PR #2101, opened 2017-08-30
PCHR-2149: Merge Actions into One

mickadoo:
## Overview
We had planned for two separate bulk action, one to create user accounts and one to send invitation emails. This was unified into a single action "Create User Account(s)"

## Before
There were two forms, one for creating user records, the other for sending invitation emails. You could not assign default roles to users.

## After
There is a single bulk action for creating user records, which includes the option to add roles to selected users.

## Comments

- It is mandatory to select at least one role
- Bootstrap class are now used to style the form
- Previously the specs demanded new activity types be created when account was created or email send, but this was removed from the requirements.

---

- [x] Tests Pass


uk.co.compucorp.civicrm.hrcore/CRM/HRCore/Form/CreateUserRecordTaskForm.php
```diff
@@ -25,8 +26,7 @@ public function buildQuickForm() {
   public function preProcess() {
     parent::preProcess();
 
-    $haveNoAccount = $this->getContactsWithoutAttribute('uf_id');
-    $haveAccount = array_diff_key($this->contactDetails, $haveNoAccount);
+    $haveAccount = $this->getContactsWithAccount();
```
MiyaNoctem: Is there a reason to create this variable? If not, for consistency, can you just assign the value for the form by calling the getContactsWithAccount() method?

```php
$this->assign('contactsWithAccount', $this->getContactsWithAccount());
```

mickadoo: You're right, it was used before but it doesn't need to be separate here.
__________________________________________________
### Task description
Of all the lines in the entries, count those with the string "into", and report only that number.

### Task solution
2